# english breeches



## cheshirecat (Feb 24, 2012)

What is everyones favorite brand of schooling breeches? 

I personally love the grand prix kneepatch (especially the style that has a million pockets.) Until about 2, maybe 3 years ago I only wore irideons but they were so unflattering it was sad. I switched to grand prix breeches and I am no longer ashamed to go out in public after being at the barn! I had a pair of their full seats that wore out super fast though =/ now I am a little worried about my other ones because they are feeling thin in weird areas. 

So, thoughts? 

Also, what do people think of the horze breeches? They look nice and affordable.


----------



## Speed Racer (Oct 21, 2009)

I won't buy anything that sounds like it came off a prostitute.

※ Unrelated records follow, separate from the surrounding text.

PR #611, opened 2017-02-07
K2 Command Pod RP-0 support

PhineasFreak:
Change log:

* Add RP-0 support for the [K2 Command Pod](http://forum.kerbalspaceprogram.com/index.php?showtopic=155013) (Gemini style).

### DIFF
--- a/tree.yml
+++ b/tree.yml
@@ -2400,6 +2400,11 @@ simpleCommandModules: # Second gen capsules
     
     rn_zond_les: #zond launch escape system
 
+    # K2 Command Pod (Gemini - alike).
+    K2Pod:
+        entryCost: 322000
+        cost: 6120
+
 electrics:
     # Solar: Level 3 static, Level 2 moving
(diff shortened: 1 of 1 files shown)


leudaimon:
Cool! Any reason for this to have a different pricing than the FASA and Tantares Gemini?

PhineasFreak:
The K2 includes the Reentry Control System in the pod structure. In FASA and Trails these parts are separate. So:

* RCS (cost/EntryCost): 720/36000
* Pod (cost/EntryCost): 5400/286000

with the sums of these two to be 6120/322000. These values should probably be tweaked a bit since it is not a Gemini CM per se.

leudaimon:
Oh, ok! I tried to find stuff that could be included in the K2, but was looking for parachutes and this kind of stuff.

stratochief66:
Nice! A non-FASA, non-Russian 2 crew part.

I like On Course breeches, knee patch or full seat, and Fuller Fillies jodhpurs. The FF are more expensive than the OC, but tend to last longer.


----------



## Lexiie (Nov 14, 2011)

I have lots of brands, my favorites so far are Kerrits and Tuffriders. They're both really comfortable, Kerrits last longer though.
I have Irideon winter breeches (water resistant and fleece lined) I LOVE them. They can withstand a lot of tough weather and riding. 
My show breeches are Ariats, not really a fan of the feel, but they look nice and were a gift. I've had a few pairs of Ariats and they were all very stiff/scratchy.
I have another no name brand, if I could find them I would buy them again. They've outlasted my Tuffriders so far.


----------



## Zexious (Aug 2, 2013)

I too have many favorites. 

I used to have a vendetta against breeches, but then I finally found the right size and I am now a happy camper. My favorites for schooling are Tailored Sportsman.


----------



## JustDressageIt (Oct 4, 2007)

Speed Racer said:


> I won't buy anything that sounds like it came off a prostitute.
> .


Giggle. My favorites are Horze brand. They're the same sort of stiffer "TS" type material but thicker and about half the price of Tailored Sportsman. I also like the Tuscany brand, as well as Equine Couture. 
I like my TS but find that very few of their cuts are comfortable or flattering.
_Posted via Mobile Device_


----------



## gypsygirl (Oct 15, 2009)

I'm a total snob and only ride in tailored sportsmans...they are super comfortable and flattering and last a long time.
_Posted via Mobile Device_


----------



## SketchyHorse (May 14, 2012)

I used to _love _the Devon-Aire Cool Cotton breeches. They used to be super soft and very lightweight, but the last time I tried a pair on they were stiff & scratchy. No like.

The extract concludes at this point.